WORK INSTRUCTIONS: Key in the whole listing below again, keeping every word as it is.

MATERIAL SHOWN:
PR #2849, opened 2026-08-09
feat(collections): carry the root into an agent refresh, and the project into a card

snakajima:
Implements `plans/feat-collection-multi-root-3.md` — the two upstream pieces MulmoTerminal
cannot finish for itself. Both are additive with a default that preserves today's path.

**MulmoClaude's behaviour does not change.** It is a single-workspace host: it stamps no card
scope, and its worker runner never declares the new field.

## 1. `AgentWorkerRunner` carries the root

`refreshViaAgent` builds the worker's seed prompt with `promptPathsFor`, which emits `dataPath`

RESULT OF THE TASK:
PR #2849, opened 2026-08-09
feat(collections): carry the root into an agent refresh, and the project into a card

snakajima:
Implements `plans/feat-collection-multi-root-3.md` — the two upstream pieces MulmoTerminal
cannot finish for itself. Both are additive with a default that preserves today's path.

**MulmoClaude's behaviour does not change.** It is a single-workspace host: it stamps no card
scope, and its worker runner never declares the new field.

## 1. `AgentWorkerRunner` carries the root

`refreshViaAgent` builds the worker's seed prompt with `promptPathsFor`, which emits `dataPath`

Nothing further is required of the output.